-- What needs to be done --
Across these entries, report how many lines include the string "boundaries", with nothing but the number.
Segment Start: Material shown
PR #441, opened 2017-10-14
do not allow files that cross package boundaries

jhump:
protoc-gen-go tries to disallow multiple files if they cross package boundaries -- it wants to be invoked for a single package at a time, and with all files for that package at the same time.

But it doesn't do a very good job checking for this condition. It simply verifies that the *package name* for all files is the same, but it does not check that all files emit code to the same package path (which is what Go really considers to be the identity of a package).

That means I can supply different files that have the same package name but live in different folders, and the generated code is simply wrong. Because it assumes they are the same package (including same package path), references from one to the other will result in code that uses naked symbol references (no package qualifier/alias) and also not produce an import statement.

So this change will cause the plugin to issue an error message if the files it produces would be in different Go packages.

### DIFF
--- a/protoc-gen-go/generator/generator.go
+++ b/protoc-gen-go/generator/generator.go
@@ -296,23 +296,25 @@ func (d *FileDescriptor) goPackageOption() (impPath, pkg string, ok bool) {
 	return
 }
 
-// goPackageName returns the Go package name to use in the
-// generated Go file.  The result explicit reports whether the name
-// came from an option go_package statement.  If explicit is false,
-// the name was derived from the protocol buffer's package statement
+// goPackagePathAndName returns the Go import path and package name to use
+// in the generated Go file.  The result explicit reports whether the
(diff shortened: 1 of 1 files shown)


jhump:
@dsnet or @zombiezen: would either of you be the right person to take a look at this?

jhump:
cc: @sanjaybv

tamird:
@jhump I'd imagine this needs to go to the `dev` branch, since that's where all ongoing development is happening.

jhump:
@tamird, yes, I know. I just never bothered rebasing this. It isn't urgent. I left it open as a reminder to myself to rebase it after dev finally gets merged to master.

jhump:
I was pleasantly surprised that this rebased cleanly. But CLA bot got confused when I pushed the changes. Opening a different PR for this...

jhump:
See #527 instead

PR #451, opened 2017-10-30
grpc: generate idempotency level for service description

keelerh:
Protoc now supports an `idempotency_level` method option: https://github.com/google/protobuf/blob/9e745f7/src/google/protobuf/descriptor.proto#L630. The method option can be used to mark the idempotency of a gRPC method.

This change adds the idempotency level information to the generated service descriptions for use in e.g. gRPC server interceptors enforcing idempotency guarantees.

### DIFF
--- a/protoc-gen-go/grpc/grpc.go
+++ b/protoc-gen-go/grpc/grpc.go
@@ -393,6 +393,7 @@ func (g *grpc) generateServerMethod(servName, fullServName string, method *pb.Me
 		g.P("info := &", grpcPkg, ".UnaryServerInfo{")
 		g.P("Server: srv,")
 		g.P("FullMethod: ", strconv.Quote(fmt.Sprintf("/%s/%s", fullServName, methName)), ",")
+		g.P("IdempotencyLevel: grpc.", method.GetOptions().GetIdempotencyLevel().String(), ",")
 		g.P("}")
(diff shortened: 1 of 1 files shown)


keelerh:
I signed it!

keelerh:
I signed it!

dsnet:
\cc  @dfawley. Can you comment whether this is desired or not?

@keelerh, all future work is being done now on the `dev` branch. Can you rebase to that branch? Thanks.

paranoiacblack:
Looking back at this, I didn't know about the options, but I also don't see a reason not to support it, here. This PR seems fine if you wanted to proceed @keelerh.

dfawley:
Am I missing something?  `IdempotencyLevel` is not currently a field in [`UnaryServerInfo`](https://godoc.org/google.golang.org/grpc#UnaryServerInfo).

If we're going to do something like this, we should ideally pull in the whole `MethodOptions` message and not just individual fields from it.

paranoiacblack:
So if I understand correctly, from the grpc-Go perspective this is not desired or particularly supported yet. I was reading about this option and see its utility, but the lack of support/uses mean we can wait on this change. I'll close this for now and we can revisit it if/when gRPC starts to expect this field to be set.

PR #453, opened 2017-11-06
fix unnecessary rounding to float64 precision when JSON-marshaling durations

dfawley:


dfawley:
Ping - this should be pretty trivial.

dsnet:
It seems Herbie is OOO.

puellanivis:
“For durations of one second or more, a non-zero value for the nanos field must be of the same sign as the seconds field. Must be from -999,999,999 to +999,999,999 inclusive.” https://developers.google.com/protocol-buffers/docs/reference/google.protobuf#google.protobuf.Duration

It looks like you’re right, @awalterschulze . And, the negative duration test is a good idea in all cases. Additionally, a negative less-than-one-second test is also going to be important as this would currently write as “0.-100626394s” for example.

It looks like we will need to extract the sign and absolute value of both of the integers… some quick and dirty code (not intended as complete solution, I just think in code)…

```
sign := ""
if s < 0 {
  s = -s
  sign = "-"
}
if ns < 0 {
  ns = -ns
  sign = "-"
}
x := fmt.Sprintf("%s%d.%09ds", sign, s, ns)
```

Even though it’s more work, in the end, this should still work better (no power-of-ten rounding issues) and be faster than using floating points… (?)

awalterschulze:
I was just trying to merge this change into gogoprotobuf and ran my tests, which found the bug.  I am really glad to hear its not my tests, but an actual bug.  Looking forward to merge a fix when its ready.

PR #458, opened 2017-11-21
grpc: return truely nil interface{} if response payload is nil

jdef:
Related to https://github.com/thecodeteam/gocsi/pull/42

Generated code converts a `*struct` type into an `interface{}` type: when this happens, `nil` pointers are converted to non-`nil` `interface{}` objects leading to subtle errors for interceptors examining the response payload.

This change only sets the value of the returned `interface{}` if the response payload (pointer) is non-`nil`.


puellanivis:
Ah yes, the old “interface{} cast of nil with a concrete type is not == nil” kraken.

jdef:
cc @dsymonds

protoc-gen-go/grpc/grpc.go
```diff
@@ -394,8 +394,12 @@ func (g *grpc) generateServerMethod(servName, fullServName string, method *pb.Me
 		g.P("Server: srv,")
 		g.P("FullMethod: ", strconv.Quote(fmt.Sprintf("/%s/%s", fullServName, methName)), ",")
 		g.P("}")
-		g.P("handler := func(ctx ", contextPkg, ".Context, req interface{}) (interface{}, error) {")
-		g.P("return srv.(", servName, "Server).", methName, "(ctx, req.(*", inType, "))")
+		g.P("handler := func(ctx ", contextPkg, ".Context, req interface{}) (reply interface{}, err error) {")
+		g.P("r, err := srv.(", servName, "Server).", methName, "(ctx, req.(*", inType, "))")
+		g.P("if r != nil {")
+		g.P("reply = r")
+		g.P("}")
```
paranoiacblack: Instead of

```
r, err := srv.(GeneratedServer).Method(ctx, req.(*proto.Message))
if r != nil {
       reply = r
}
return
```

explicitly return `nil`

```
if r, err := srv.(GeneratedServer).Method(ctx, req.(*proto.Message)); r != nil {
        return r, err
} else {
        return nil, err
}
```

protoc-gen-go/grpc/grpc.go
```diff
@@ -394,8 +394,12 @@ func (g *grpc) generateServerMethod(servName, fullServName string, method *pb.Me
 		g.P("Server: srv,")
 		g.P("FullMethod: ", strconv.Quote(fmt.Sprintf("/%s/%s", fullServName, methName)), ",")
 		g.P("}")
-		g.P("handler := func(ctx ", contextPkg, ".Context, req interface{}) (interface{}, error) {")
-		g.P("return srv.(", servName, "Server).", methName, "(ctx, req.(*", inType, "))")
+		g.P("handler := func(ctx ", contextPkg, ".Context, req interface{}) (reply interface{}, err error) {")
```
paranoiacblack: Don't used a named return value here.

paranoiacblack:
This seems useful BTW, and I might take this over myself in another PR since the author hasn't gotten back to it.

paranoiacblack:
Oh, I misread this because of the change to generated code. My mistake. I'm sure this PR is an attempt to address the same issues described in grpc/grpc#12824 and #435. I looked at the original issue in rexray/gocsi#42 and it seems the code there is just printing the error and then attempting to log the response regardless. At the very least, it seems that code should assign this to nil, if there is an error. Please reopen if I miscategorized this.

jdef:
I noticed this when digging through gRPC code while researching some of the issues you cited, but this PR is NOT attempt to fix those issues. This PR is an attempt to fix an unintentional conversion from a nil pointer to a non-nil `interface{}`. If such a conversion is intentional then the generator should probably have a comment that indicates such (as well, perhaps, should the generated code). Otherwise it looks like a bug.

I'd be happy to re-open this but I don't have ops.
Segment End: Material shown
-- Solution to this exercise --
2